PR #1021, opened 2020-04-03
Add the ability to deactivate users to prevent them from ever being bridged

Half-Shot:
A few users have noted that they are re-bridged even after deactivating their account. The bridge will always reconnect users if they join an IRC bridged room. However, due to *state resets* (a bug where older v1-2 version rooms could revert their state to a previous point in time) these users may end up reappearing in the room. I can't seem to find an actual issue that describes the 'state reset bug', but there you go.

## [Task to carry out]
Extract the complete data, matching each line exactly.

## [Result of this exercise]
PR #1021, opened 2020-04-03
Add the ability to deactivate users to prevent them from ever being bridged

Half-Shot:
A few users have noted that they are re-bridged even after deactivating their account. The bridge will always reconnect users if they join an IRC bridged room. However, due to *state resets* (a bug where older v1-2 version rooms could revert their state to a previous point in time) these users may end up reappearing in the room. I can't seem to find an actual issue that describes the 'state reset bug', but there you go.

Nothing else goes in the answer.